Ein weiteres Problem: Die Personalkosten bleiben bislang an den Kommunen hängen. Die Verbandsgemeinden Wirges und Ransbach-Baumbach zum Beispiel haben bereits angekündigt, ihre Nachtragshaushalte aufzustocken. Alle Kommunen mussten zusätzliche Stellen schaffen. Alleine in Wirges kamen zwei Vollzeitkräfte hinzu. Zwar werden die Sachkosten von Bund, Land und Kreis übernommen. „Die praktischen Erfahrungen zeigen aber schon jetzt, dass eine weitere Erhöhung des Stundenkontingents unabdingbar ist“, berichtet Thomas Wolf. „Deshalb ist es wichtig, dass die angekündigten zusätzlichen Bundesmitteln auch bei den Kommunen ankommen und dass auch die Personalkosten den Verbandsgemeinden erstattet werden. Diese müssen die Verbandsgemeinden bislang alleine stemmen.“
Handlungsbedarf besteht nicht zuletzt in vielen Schulen.

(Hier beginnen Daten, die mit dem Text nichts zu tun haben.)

PR #8286, opened 2023-02-15
add test to prove local modules in terraform work for c7n-left

sontek:
This will fail until tfparse 0.4.0 is released but this shows the bug


ajkerrigan (approved):
Good call, thanks 👍

PR #8289, opened 2023-02-16
aws - s3 output bucket region determination refactor

kapilt:
# Tldr

this changes output bucket region detection, and moves it to an option that can be explicitly configured (ie. `?region=us-west-2` ) or autodetected at provider initialization, outside of policy execution to reduce cardinality of detection attempts. Additionally it removes attempts to use s3 api calls to detect (source of AccessDenied) in favor of unauthenticated detection, and adds handling for socket retries in the case of common proxy issues. 

# S3 Errors

We've been on a wandering journey dealing with this for a while, in a series of cascading different issues all linked.

`IllegalLocationConstraintException`when trying to use put objects for output,
which represents mismatch between the client's region and the bucket's
region. Its region dependent, because of how the s3 endpoints will
attempt to perform redirects, but that behavior is not the same across
regions.
https://repost.aws/questions/QUKgr9fG6fSimVSUqK9fvkwQ/illegal-location-constraint-exception-error-when-using-s-3-create-bucket-code
https://github.com/cloud-custodian/cloud-custodian/issues/6028

Which led us to try and determine the bucket's region using
get_bucket_location in  https://github.com/cloud-custodian/cloud-custodian/pull/7524

This also introduced new errors of the form.

`AccessDenied` when trying to get the bucket location, primarily i
suspect because the user executing custodian / c7n-org did not have
permissions to use GetBucketLocation. ie. we changed the permissions
needed to run custodian with s3 outputs, but users hadn't changed
their permissions (in some cases needed on both bucket and iam role
when doing cross account), none of the common documentation examples
for buckets policies cover GetBucketLocation afaicr. Additionally the 
credentials/principal we use to determine the bucket region, are sans any role assumption that
might be specified on the cli or in accounts.yaml.

https://github.com/cloud-custodian/cloud-custodian/issues/7593

This led to us trying to use http client checks to the bucket without
any active credentials. But this endpoint use without authentication is
rate limited. https://github.com/cloud-custodian/cloud-custodian/pull/7682

The final issue is self induced, because the initial attempt to
determine bucket region via apis and subsequent changes to http client
requests was done in the s3 output's initializer (__init__), which is
created as a flyweight for policy execution, leading to lots of
spurious api calls triggering rate limits, which led to secondary path
that led to access denied.

https://github.com/cloud-custodian/cloud-custodian/issues/7870

### DIFF
--- a/c7n/filters/metrics.py
+++ b/c7n/filters/metrics.py
@@ -150,7 +150,7 @@ class MetricsFilter(Filter):
         schedule defined here:
 
         https://docs.aws.amazon.com/AmazonCloudWatch/latest/monitoring/cloudwatch_concepts.html#Metric
-        """ # noqa: E501
+        """  # noqa: E501
 
         duration = timedelta(self.days)
         now = datetime.utcnow()
--- a/c7n/resources/aws.py
+++ b/c7n/resources/aws.py
@@ -239,13 +239,18 @@ def inspect_bucket_region(bucket, s3_endpoint, allow_public=False):
 
 
 def url_socket_retry(func, *args, **kw):
-    """retry a urllib operations  in the event of certain socket errors.
+    """retry a urllib operation in the event of certain errors.
 
-    we want to capture some common issues for cases where we are
-    connecting through an intermediary proxy.
+    we want to retry on some common issues for cases where we are
+    connecting through an intermediary proxy or where the downstream
+    is overloaded.
 
+    socket errors
      - 104 - Connection reset by peer
      - 110 - Connection timed out
+
+    http errors
+     - 503 - Slow Down | Service Unavailable
     """
     min_delay = 1
     max_delay = 32
@@ -255,6 +260,11 @@ def url_socket_retry(func, *args, **kw):
             backoff_delays(min_delay, max_delay, jitter=True)):
         try:
             return func(*args, **kw)
+        except HTTPError as err:
+            if not (err.status == 503 and 'Slow Down' in err.reason):
+                raise
+            if idx == max_attempts - 1:
+                raise
         except URLError as err:
             if not isinstance(err.reason, socket.error):
                 raise
@@ -262,6 +272,7 @@ def url_socket_retry(func, *args, **kw):
                 raise
             if idx == max_attempts - 1:
                 raise
+
         time.sleep(delay)
 
 
--- a/c7n/resources/aws.py
+++ b/c7n/resources/aws.py
@@ -124,7 +124,7 @@ def _default_bucket_region(options):
         return
 
     parsed = urlparse.urlparse(options.output_dir)
-    s3_conf = parse_url_config(options.output_dir)    
+    s3_conf = parse_url_config(options.output_dir)
     if parsed.query and s3_conf.get("region"):
         return
 
@@ -173,7 +173,7 @@ def get_bucket_url_with_region(bucket_url, region):
     parts = list(parsed)
     parts[4] = query
     return urlparse.urlunparse(parts)
-    
+
 
 def inspect_bucket_region(bucket, s3_endpoint, allow_public=False):
     """Attempt to determine a bucket region without a client
@@ -219,7 +219,7 @@ def inspect_bucket_region(bucket, s3_endpoint, allow_public=False):
         # ignore those specific checks.
         #
         # nosemgrep: python.lang.security.audit.dynamic-urllib-use-detected.dynamic-urllib-use-detected # noqa
-        response = socket_retry(urlopen, request)  # nosec B310
+        response = url_socket_retry(urlopen, request)  # nosec B310
         # Successful response indicates a public accessible bucket in the same region
         region = response.headers.get('x-amz-bucket-region')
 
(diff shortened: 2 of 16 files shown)


tools/c7n_org/c7n_org/cli.py
```diff
@@ -701,6 +723,8 @@ def run(config, use, output_dir, accounts, not_accounts, tags, region,
         if not os.path.exists(cache_path):
             os.makedirs(cache_path)
 
+    output_dir = initialize_provider_output(custodian_config, output_dir, region)
```
ajkerrigan, line 726: Ahhh I think this clears the wall I kept running into (a way to identify bucket region once in a way all the workers would see). Nice, handling it with a query parameter seems friendlier than caching gymnastics or adding special config items :+1:

kapilt:
Still trying to understand all the permutations and do some research. It seems like we shouldn't be using GetBucketLocation since it has a more complex permission model, from the reply here https://github.com/aws/aws-sdk-go/issues/720#issuecomment-243891223. we should switch to using HeadBucket. It looks like that will allow us to ditch the direct http request as well.

c7n/resources/aws.py
```diff
@@ -157,33 +206,29 @@ def get_bucket_region_clientless(bucket, s3_endpoint):
     bucket_endpoint = f'https://{s3_endpoint_parts.netloc}/{bucket}'
     request = Request(bucket_endpoint, method='HEAD')
     try:
+        # Unauthenticated request always raise an error the status code
```
ajkerrigan, line 209: We expect/hope this to be true - the unauthenticated request only succeeds against public buckets. I wonder if we should actually bomb or yell if we _don't_ get an HTTP error here, since it implies you're writing custodian logs to a spot with a questionable access policy :thinking:

ajkerrigan (approved):
This looks good to me, thanks for simplifying things :+1: . A few follow-ups I can see:

- Update docs [here](https://cloudcustodian.io/docs/aws/usage.html#s3-logs-records) to include the region info similar to how we do it for metrics
- Check in with @KISStian and/or @PratMis to confirm that this covers #7870 in their environments

I'm happy to take the docs bit as a separate issue, since this PR effectively picks up a ball I dropped :)

c7n/resources/aws.py
kapilt: cool, I was wondering since the success case wasn't in tests. I've gone ahead and made it so if we detect a public bucket we default to raise an invalid output error.

kapilt:
> A few follow-ups I can see:
> ...
> * Check in with @KISStian and/or @PratMis to confirm that this covers #7870 in their environments
> 


looking through #7870 there's a number of socket.error's this likely reflects a proxy intermediary, I'm looking at a retry option on this. the overall structure change should reduce request volume significantly, but handling some of these via retry w/ jitter feels reasonable and robust for the real world.

c7n/resources/aws.py
kapilt: its worth noting this is not a hard boundary, ie we detect and warn on public if we're in the same region, but a region redirect to a public bucket, would need a subsequent request within the region  to verify on the bucket's access nature.

kapilt:
finding some additional nuances in practice with the blob outputs mangling keys, moving back to draft for now.

c7n/filters/metrics.py
```diff
@@ -150,7 +150,7 @@ def get_metric_window(self):
         schedule defined here:
 
         https://docs.aws.amazon.com/AmazonCloudWatch/latest/monitoring/cloudwatch_concepts.html#Metric
-        """ # noqa: E501
+        """  # noqa: E501
```
kapilt, line 153: ruff isn't good at dealing with whitespace issues I'm noticing.

c7n/resources/aws.py
```diff
@@ -157,32 +207,73 @@ def get_bucket_region_clientless(bucket, s3_endpoint):
...
 
-    # Remap region for cases where the location constraint doesn't match
-    region = {None: 'us-east-1', 'EU': 'eu-west-1'}.get(location, location)
-    return region
+    for idx, delay in enumerate(
+            backoff_delays(min_delay, max_delay, jitter=True)):
+        try:
+            return func(*args, **kw)
+        except HTTPError as err:
+            if not (err.status == 503 and 'Slow Down' in err.reason):
```
ajkerrigan, line 264: I've only seen reports of 503s when we hit S3 too hard, but do we need to account for 429 Too Many Requests also?

kapilt: googling around it doesn't seem s3 uses that standard http error code, but instead does a 503 aka service unavailable with the slow down message.

kapilt: fwiw this page has an authoritative list on s3 http err codes 
https://docs.aws.amazon.com/AmazonS3/latest/API/ErrorResponses.html#ErrorCodeList

tests/test_aws.py
```diff
@@ -371,3 +377,153 @@ def test_stream_override(self):
...
+
+def test_default_bucket_region_with_explicit_region():
+    output_dir = "s3://aws?region=xyz"
+    conf = Config.empty(output_dir=output_dir)
+    aws._default_bucket_region(conf)
+    assert output_dir == conf.output_dir
+
+
+@vcr.use_cassette(
+    'tests/data/vcr_cassettes/test_output/default_bucket_region_public.yaml', record_mode='all')
```
kapilt, line 472: mode here should be none to use recording afaics

kapilt: actually we should probably remove all of the record_mode as the default is adequate for offline tests (aka once).

c7n/filters/metrics.py
kapilt: ruff sort of assumes use of a formatter (aka black) on a codebase, re doing that #8281

kapilt:
> * Update docs [here](https://cloudcustodian.io/docs/aws/usage.html#s3-logs-records) to include the region info similar to how we do it for metrics

updated to include docs for setting region explicitly, output variables, and a warning on the later regarding report compatibility
https://github.com/cloud-custodian/cloud-custodian/pull/8289/commits/0c187b7dae5445009db9696481377db27735a860

PR #8290, opened 2023-02-16
fix: update k8s registry url

castrojo:
k8s is migrating registries, this updates our usage to use the proper registry. Here's the cncf-wide umbrella issue for reference: https://github.com/kubernetes/k8s.io/issues/4780


kapilt (approved):
lgtm

PR #8294, opened 2023-02-17
releng - ci add 3.11 remove 3.7

kapilt:
update ci to include python 3.11 and drop python 3.7 (eol upstream end of life imminently)

### DIFF
--- a/.github/workflows/ci-main.yml
+++ b/.github/workflows/ci-main.yml
@@ -20,7 +20,7 @@ jobs:
       - uses: actions/checkout@v2
       - uses: actions/setup-python@v2
         with:
-          python-version: 3.8
+          python-version: "3.10"
       - name: Install Linter
         run: |
           python -m pip install --upgrade pip
@@ -39,7 +39,7 @@ jobs:
       - uses: actions/checkout@v2
       - uses: actions/setup-python@v1
         with:
-          python-version: 3.9
+          python-version: "3.10"
       - name: Run Bandit
         run: |
           python -m pip install bandit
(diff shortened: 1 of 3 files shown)


thisisshi (approved):
lgtm, though seems like windows is not happy :/

kapilt:
yeah seems to be an issue with pygit2 on windows when falling back to manual compilation from source, I checked pypi and the latest release has binary window artifacts, was planning on trying to upgrade that one dependency and see if that resolves

kentnsw:
Might be not related to this PR. In my experience, with MacBook Pro M1 chip and Python 3.11, `make install-poetry` failed.
```
    note: This error originates from a subprocess, and is likely not a problem with pip.
    ERROR: Failed building wheel for yarl
  Failed to build yarl
  ERROR: Could not build wheels for yarl, which is required to install pyproject.toml-based projects
```
Yet with Python 3.10, everything is fine.

kapilt:
> Might be not related to this PR. In my experience, with MacBook Pro M1 chip and Python 3.11, `make install-poetry` failed.
> 
> ```
>     note: This error originates from a subprocess, and is likely not a problem with pip.
>     ERROR: Failed building wheel for yarl
>   Failed to build yarl
>   ERROR: Could not build wheels for yarl, which is required to install pyproject.toml-based projects
> ```
> 
> Yet with Python 3.10, or MacBook Pro intel chip + Python 3.11, everything is fine.

Hmm..  this might have been historical and resolved via an update, I noticed on my m1 mac I was using a python 3.10 virtualenv, but I just switched it to a python 3.11.1 virtualenv (and poetry 1.3.2) and `make install-poetry` worked out of the box.

Issue #4796, opened 2019-09-16
VPC Security Group filter "used" / "unused" and Launch Templates


llange:
Hello,

While reviewing the code of the UsedSecurityGroup filter and in particular the function [scan_groups](https://github.com/cloud-custodian/cloud-custodian/blob/master/c7n/resources/vpc.py#L699)(), I saw (and that's also in the doc) that existing Launch Configs are scanned for their list of SGs.

I was thinking that Launch Templates, a close cousin of Launch Configs, do also have a list of SGs potentially defined.

Should we also add a Launch Template scanner to retrieve all used Security Groups ? Or is there a reason not to ?

Thanks.

kapilt:
nutshell, maybe..

longer, so its a bit unclear if we should be scanning all launch template versions or launch configs if there not actually used (ie they very well maybe garbage for collection), partly that was done for launch configs out of an abundance of caution. with launch templates, there's also a notion of versioning which increases the total population, its unclear to what extent we would need to scan through all extant historical revisions. in many cases these may not be in use, maybe we limit to latest version of templates.

in general scanning extant enis should provide most of the value chain on used/unused afaics, now that lambda has moved over to early eni allocation for vpc attachment, we actually can remove the lambda scan here as well. the exception case is about asgs / ec2s that were terminated but will be created in the future using these templates/configs.. but semantically its unclear if that really changes the notion of used/unused at the time of policy execution, as it represents potential future usage.

scoleri:
Any conclusions to this issue?  I think it's fair to call security unused if they're not actually used but still referenced in orphaned LCs/LTs..etc.

llange:
Reviving this thread...

My (own) opinion is that unused Security Groups should be limited to SG that are not referenced anywhere (*) at all.

(*) Meaning somewhere where they are used in a "recipe-like" way, and can/will be used to instantiate a resource in the future. For example:
* LaunchTemplate -> if an ASG is currently off (stopped by a onhours / offhours policy) but will create EC2 when it is re-enabled
* AWS Batch -> contains reference to SG but the resources may not be instantiated
etc...

In our use-case, we actively delete unused Security Groups - and we sometimes have issues when a SG is part of a definition (e.g. referenced from AWS Batch, which will prevent the next job to start)


[...]

Issue #2768, opened 2018-08-17
security-group - unused - needs to be more comprehensive


kapilt:
atm it only scans a handful of resources (asg, lambda, ec2, security group references), we should go ahead and refactor this to find any resources with security-group filters (pretty much everything network attached), and also allow the user to specify which resources they care about (default to all).

PR #8297, opened 2023-02-20
aws - vpc - sg : Add Batch (un)used filter

llange:
Augment `security-group.unused` filter to take into account the `Batch` resources (in particular, the [`compute-environment`](https://docs.aws.amazon.com/batch/latest/userguide/create-compute-environment.html)) that are referencing existing security groups.

Cf #4796 and #2768


kapilt (approved):
thanks, lgtm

Die Verbandsgemeinde Rennerod etwa teilt mit, dass die Kapazitäten der Grundschulen bereits voll ausgeschöpft sind. An der Realschule plus werden die vorgegebenen Klassenstärken teilweise überschritten, und für die Kindertagesstätten gibt es Wartelisten. An der Joseph-Kehrein-Schule in Montabaur ist inzwischen ein Deutsch-Intensiv-Förderkurs für 20 Flüchtlingskinder eingerichtet worden. Das Land unterstützt die Schule zu diesem Zweck mit einer separaten Lehrkraft. Ehemalige Lehrer helfen eherenamtlich mit. Ähnliche Initiativen gibt es auch in anderen Verbandsgemeinden im Kreis.